All Kindles can now be jailbroken
Language tangent: “gaolbreak” vs “jailbreak”
- Large subthread debates “gaol” vs “jail”: archaic vs current spelling, UK vs US usage, fantasy/media influence, and dictionary authority.
- Some argue “jail” vs “prison” is a meaningful US distinction; others say usage is sloppy and context-dependent.
- Consensus: “gaol” is understood but rarely used in modern speech; its appearance here is seen by some as playful, by others as attention-seeking.

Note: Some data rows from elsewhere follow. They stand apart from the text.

PR #50125, opened 2018-10-19
Add root and no_recommends parameters in the public interface for Zypper and RPM (lowpkg)

aplanas:
### What does this PR do?

New feature

### Tests written?

For the low level RPM yes, for the zypper level I adjusted the current tests.

### DIFF
--- a/salt/modules/rpm.py
+++ b/salt/modules/rpm.py
@@ -145,7 +145,7 @@ def list_pkgs(*packages, **kwargs):
     '''
     pkgs = {}
     cmd = ['rpm']
-    if 'root' in kwargs:
+    if kwargs.get('root'):
         cmd.extend(['--root', kwargs['root']])
     cmd.extend(['-q' if packages else '-qa',
                 '--queryformat', r'%{NAME} %{VERSION}\n'])
@@ -208,7 +208,7 @@ def verify(*packages, **kwargs):
             verify_options = [x.strip() for x in six.text_type(verify_options).split(',')]
 
     cmd = ['rpm']
-    if 'root' in kwargs:
+    if kwargs.get('root'):
         cmd.extend(['--root', kwargs['root']])
     cmd.extend(['--' + x for x in verify_options])
     if packages:
@@ -281,7 +281,7 @@ def modified(*packages, **flags):
         salt '*' lowpkg.modified
     '''
     cmd = ['rpm']
-    if 'root' in flags:
+    if flags.get('root'):
         cmd.extend(['--root', flags.pop('root')])
     cmd.append('-Va')
     cmd.extend(packages)
@@ -358,7 +358,7 @@ def file_list(*packages, **kwargs):
         salt '*' lowpkg.file_list
     '''
     cmd = ['rpm']
-    if 'root' in kwargs:
+    if kwargs.get('root'):
         cmd.extend(['--root', kwargs['root']])
 
     cmd.append('-ql' if packages else '-qla')
@@ -394,7 +394,7 @@ def file_dict(*packages, **kwargs):
     ret = {}
     pkgs = {}
     cmd = ['rpm']
-    if 'root' in kwargs:
+    if kwargs.get('root'):
         cmd.extend(['--root', kwargs['root']])
     cmd.extend(['-q' if packages else '-qa',
                 '--queryformat', r'%{NAME} %{VERSION}\n'])
@@ -409,7 +409,7 @@ def file_dict(*packages, **kwargs):
         pkgs[comps[0]] = {'version': comps[1]}
     for pkg in pkgs:
         cmd = ['rpm']
-        if 'root' in kwargs:
+        if kwargs.get('root'):
             cmd.extend(['--root', kwargs['root']])
         cmd.extend(['-ql', pkg])
         out = __salt__['cmd.run'](
@@ -445,7 +445,7 @@ def owner(*paths, **kwargs):
     ret = {}
     for path in paths:
         cmd = ['rpm']
-        if 'root' in kwargs:
+        if kwargs.get('root'):
             cmd.extend(['--root', kwargs['root']])
         cmd.extend(['-qf', '--queryformat', '%{name}', path])
         ret[path] = __salt__['cmd.run_stdout'](cmd,
@@ -533,7 +533,7 @@ def info(*packages, **kwargs):
         size_tag = '%{SIZE}'
 
     cmd = ['rpm']
-    if 'root' in kwargs:
+    if kwargs.get('root'):
         cmd.extend(['--root', kwargs['root']])
     if packages:
         cmd.append('-q')
@@ -811,7 +811,7 @@ def checksum(*paths, **kwargs):
         raise CommandExecutionError("No package files has been specified.")
 
     cmd = ['rpm']
-    if 'root' in kwargs:
+    if kwargs.get('root'):
         cmd.extend(['--root', kwargs['root']])
     cmd.extend(['-K', '--quiet'])
     for package_file in paths:
--- a/salt/modules/rpm.py
+++ b/salt/modules/rpm.py
@@ -128,11 +128,14 @@ def bin_pkg_info(path, saltenv='base'):
     return ret
 
 
-def list_pkgs(*packages):
+def list_pkgs(*packages, **kwargs):
     '''
     List the packages currently installed in a dict::
 
         {'<package_name>': '<version>'}
+
+    root
+        use root as top level directory (default: "/")
 
     CLI Example:
 
@@ -141,8 +144,11 @@ def list_pkgs(*packages):
         salt '*' lowpkg.list_pkgs
     '''
     pkgs = {}
-    cmd = ['rpm', '-q' if packages else '-qa',
-           '--queryformat', r'%{NAME} %{VERSION}\n']
+    cmd = ['rpm']
+    if 'root' in kwargs:
+        cmd.extend(['--root', kwargs['root']])
+    cmd.extend(['-q' if packages else '-qa',
+                '--queryformat', r'%{NAME} %{VERSION}\n'])
     if packages:
         cmd.extend(packages)
     out = __salt__['cmd.run'](cmd, output_loglevel='trace', python_shell=False)
@@ -157,6 +163,9 @@ def list_pkgs(*packages):
 def verify(*packages, **kwargs):
     '''
     Runs an rpm -Va on a system, and returns the results in a dict
+
+    root
+        use root as top level directory (default: "/")
 
     Files with an attribute of config, doc, ghost, license or readme in the
     package header can be ignored using the ``ignore_types`` keyword argument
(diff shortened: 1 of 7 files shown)


salt/modules/rpm.py
```diff
@@ -338,10 +357,13 @@ def file_list(*packages):
...
     '''
+    cmd = ['rpm']
+    if 'root' in kwargs:
+        cmd.extend(['--root', kwargs['root']])
     if not packages:
-        cmd = ['rpm', '-qla']
+        cmd.append('-qla')
     else:
-        cmd = ['rpm', '-ql']
+        cmd.append('-ql')
```
isbm: A bit spaggettish, maybe we can always add `-ql` and only append another `-a` when no packages? Or so:

```python
cmd.append('-ql{}'.format(packages and 'a' or ''))
```

Or like you did later:

```python
cmd.append('-ql' if packages else '-qla')
```

salt/modules/zypper.py
```diff
@@ -2113,18 +2222,20 @@ def list_products(all=False, refresh=False):
...
     '''
     if refresh:
-        refresh_db()
+        refresh_db(root)
 
     ret = list()
-    OEM_PATH = "/var/lib/suseRegister/OEM"
+    oem_path = '/var/lib/suseRegister/OEM'
+    if root:
+        oem_path = os.path.join(root, oem_path)
```
isbm: Why constant became variable? This should be uppercase.

salt/modules/zypper.py
```diff
@@ -2206,22 +2322,27 @@ def download(*packages, **kwargs):
...
     CLI example:
 
     .. code-block:: bash
 
         salt '*' pkg.list_downloaded
     '''
-    CACHE_DIR = '/var/cache/zypp/packages/'
+    cache_dir = '/var/cache/zypp/packages/'
+    if root:
+        cache_dir = os.path.join(root, cache_dir)
```
isbm: Constant became variable. Please keep it upper-case.

salt/modules/zypper.py
```diff
@@ -2359,7 +2494,7 @@ def list_provides(**kwargs):
     return ret
 
 
-def resolve_capabilities(pkgs, refresh, **kwargs):
+def resolve_capabilities(pkgs, refresh=False, root=False, **kwargs):
```
isbm: Why sometimes `root` is `None` and sometimes `False`? This should be consistent.

isbm (changes requested):

salt/modules/zypper.py
isbm: @meaksh is that OK to default `refresh` here?

salt/modules/zypper.py
```diff
@@ -2206,22 +2322,27 @@ def download(*packages, **kwargs):
...
         salt '*' pkg.list_downloaded
     '''
-    CACHE_DIR = '/var/cache/zypp/packages/'
+    cache_dir = '/var/cache/zypp/packages/'
+    if root:
+        cache_dir = os.path.join(root, cache_dir)
 
     ret = {}
-    for root, dirnames, filenames in salt.utils.path.os_walk(CACHE_DIR):
+    for root, dirnames, filenames in salt.utils.path.os_walk(cache_dir):
```
isbm: Constant still variable...

isbm (changes requested):

salt/modules/zypper.py
aplanas: Looks like that github is a bit inconsistent today, but as commented I am changing CACHE_DIR, so is not a constant anymore. I would find confusing something like this:

```
def my_func():
  A = 10
  if cond():
    A = A + 5
```

I change A, but the reader do not expect that I do that based on the uppercase. Changing the the case will fix the expectation.

aplanas:
@isbm ready for a deeper review!

rallytime:
@aplanas There are some tests failing with this change. Can you take a look?

https://jenkinsci.saltstack.com/job/pr-kitchen-centos7-py2/job/PR-50125/12/

aplanas:
@rallytime indeed, thanks

salt/modules/rpm.py
```diff
@@ -128,21 +128,27 @@ def bin_pkg_info(path, saltenv='base'):
...
     .. code-block:: bash
 
         salt '*' lowpkg.list_pkgs
     '''
     pkgs = {}
-    cmd = ['rpm', '-q' if packages else '-qa',
-           '--queryformat', r'%{NAME} %{VERSION}\n']
+    cmd = ['rpm']
+    if 'root' in kwargs:
+        cmd.extend(['--root', kwargs['root']])
```
isbm: This is bug. Correctly would be:
```python
if kwargs.get('root'):
   ...
```

salt/modules/rpm.py
```diff
@@ -199,6 +208,8 @@ def verify(*packages, **kwargs):
             verify_options = [x.strip() for x in six.text_type(verify_options).split(',')]
 
     cmd = ['rpm']
+    if 'root' in kwargs:
```
isbm: Same bug.

salt/modules/rpm.py
```diff
@@ -266,10 +280,12 @@ def modified(*packages, **flags):
         salt '*' lowpkg.modified httpd postfix
         salt '*' lowpkg.modified
     '''
-    ret = __salt__['cmd.run_all'](
-        ['rpm', '-Va'] + list(packages),
-        output_loglevel='trace',
-        python_shell=False)
+    cmd = ['rpm']
+    if 'root' in flags:
```
isbm: Bug. Check for root _value_.

salt/modules/rpm.py
```diff
@@ -338,25 +357,31 @@ def file_list(*packages):
         salt '*' lowpkg.file_list httpd postfix
         salt '*' lowpkg.file_list
     '''
-    if not packages:
-        cmd = ['rpm', '-qla']
-    else:
-        cmd = ['rpm', '-ql']
+    cmd = ['rpm']
+    if 'root' in kwargs:
```
isbm: Here too.

isbm (changes requested):
@aplanas OK, I stopped, but there are more. Please first fix these. :wink:

salt/modules/rpm.py
aplanas: Oh, you are referring to the line up. I will change. But still I do not see the error. Is there a case where __getitem__ is not defined for kwargs?

aplanas: Ah nono. I get it now, the goal is to make sure that is not None , '' or 0. But this pattern can exclude 0, and sometimes is a valid value.

aplanas:
@isbm I am done with the 'in's. Thanks!

salt/modules/zypper.py
```diff
@@ -906,23 +950,25 @@ def _is_match(pkgname):
...
+def _get_configured_repos(root=None):
     '''
     Get all the info about repositories from the configurations.
     '''
 
+    repos = os.path.join(root, os.path.relpath(REPOS, start='/')) if root else REPOS
     repos_cfg = configparser.ConfigParser()
-    repos_cfg.read([REPOS + '/' + fname for fname in os.listdir(REPOS) if fname.endswith(".repo")])
+    if os.path.exists(repos):
+        repos_cfg.read([repos + '/' + fname for fname in os.listdir(repos) if fname.endswith(".repo")])
```
isbm: Add error logging here if `repos != REPOS` and not found.

salt/modules/zypper.py
```diff
@@ -1029,7 +1087,8 @@ def mod_repo(repo, **kwargs):
         salt '*' pkg.mod_repo alias url= mirrorlist=http://host.com/
     '''
 
-    repos_cfg = _get_configured_repos()
+    root = kwargs.get('root', None)
+    repos_cfg = _get_configured_repos(root=root)
```
isbm: This is a bug. 
```python
repos_cfg = _get_configured_repos(root=kwargs.get('root') or None)
```

salt/modules/zypper.py
```diff
@@ -1702,8 +1796,9 @@ def list_locks():
         salt '*' pkg.list_locks
     '''
     locks = {}
-    if os.path.exists(LOCKS):
-        with salt.utils.files.fopen(LOCKS) as fhr:
+    _locks = os.path.join(root, os.path.relpath(LOCKS, start='/')) if root else LOCKS
+    if os.path.exists(_locks):
+        with salt.utils.files.fopen(_locks) as fhr:
```
isbm: I'd rather try/except it instead of stat file twice.

salt/modules/zypper.py
```diff
@@ -1729,10 +1827,11 @@ def clean_locks():
     '''
     LCK = "removed"
     out = {LCK: 0}
-    if not os.path.exists("/etc/zypp/locks"):
+    locks = os.path.join(root, os.path.relpath(LOCKS, start='/')) if root else LOCKS
```
isbm: Technically, `os.path.sep`, not `'/'`. :wink:

isbm (changes requested):

salt/modules/zypper.py
aplanas: indeed!

salt/modules/zypper.py
```diff
@@ -127,18 +127,28 @@ def _reset(self):
...
+        # Reset after the call
+        if self.__called:
+            self._reset()
+
         # Ignore exit code for 106 (repo is not available)
         if 'no_repo_failure' in kwargs:
             self.__ignore_repo_failure = kwargs['no_repo_failure']
         if 'systemd_scope' in kwargs:
             self.__systemd_scope = kwargs['systemd_scope']
+        if 'root' in kwargs:
```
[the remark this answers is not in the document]
aplanas: On a second though, are you sure? This check if to assign self.__root later in the same fashion that 'no_repo_failure' and 'systemd_scope'

salt/modules/zypper.py
aplanas: I need to assign to root, as is used later. Also I am not able to see the bug, as root will be None in case that is not there.

I changed the code to some proposal that was before, also I am not able to see the bug.

salt/modules/zypper.py
aplanas: done, complicate the code a bit

aplanas:
@isbm any more reviews? Any thing that I can do?

salt/modules/zypper.py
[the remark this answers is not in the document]
isbm: Well, OK, copypaste. Maybe let's to as is. But I still think the other parts also needs to be type-safe.

isbm (approved):
@aplanas nope, good to go. :wink:

isbm (approved):

salt/modules/zypper.py
```diff
@@ -1186,6 +1250,9 @@ def install(name=None,
             skip_verify=False,
             version=None,
             ignore_repo_failure=False,
+            no_recommends=False,
+            auto_agree_with_licenses=False,
```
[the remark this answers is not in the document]
aplanas: Ah yes. Comes from a different place. Fixed.

aplanas:
This PR is reaching the 1 month old mark. If there anything that I can do the help here?

The code do not change the default behavior, as I did not change the semantic of the tests.

rallytime:
@terminalmage and @meaksh How does this look to you now?

terminalmage (approved):

aplanas:
thanks a lot for the reviews!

Main motivations for jailbreaking
- Primary draw is installing KOReader, seen as vastly superior for many use cases:
- Native EPUB and CBZ/CBR support, better PDF handling (crop, contrast, landscape pagination), Calibre integration, SSH server, and highly tunable layout/margins.
- Night mode / auto-warmth, proper justification/hyphenation, faster UI on older devices.
- Other use cases:
- Turning old Kindles into e‑ink dashboards (weather, monitoring) via image pushes.
- Using Kindles as low-power terminals or auxiliary displays over SSH.
- Potential for Tailscale, Syncthing, etc., though setup may be nontrivial.
DRM, ownership, and Amazon policy changes
- Many comments connect this jailbreak to Amazon removing “Download and transfer via USB,” increasing reliance on device-tied, DRMed content.
- Several users refuse to buy Kindle ebooks because of DRM, device bans, or poor file quality; others strip DRM via Calibre while they still can.
- Disagreement over how big a problem this is: some never think about DRM and are happy with Kindle/Unlimited; others have already lost purchased books and now avoid Amazon entirely.
Kindle vs Kobo/Boox/others
- Kobo is widely praised as more open: root/telnet/SSH out-of-the-box, easy firmware patching, KOReader/Plato, Tailscale, and good format support; some models are repairable and linked from iFixit.
- PocketBook, Boox (Android), reMarkable, Daylight computer also cited as alternatives with varying openness and UX tradeoffs.
- Several users report moving from Kindle to Kobo due to hardware repairability, tunable warm lighting, or dislike of Amazon’s lock-in and nags; others stick with Kindle for hardware feel, Whispersync, and cheap devices.
Technical notes, limits, and updates
- WinterBreak currently works across generations but is “patchable”; Amazon may fix it in future firmware.
- Jailbreak relies on Wi‑Fi access during setup; users then seek to block OTAs. Mixed success reported on older devices where updates disable existing jailbreaks.
- Some complain about unremovable “cloud not available” nags on newer Kindles when offline, even post-jailbreak, with no clear fix yet.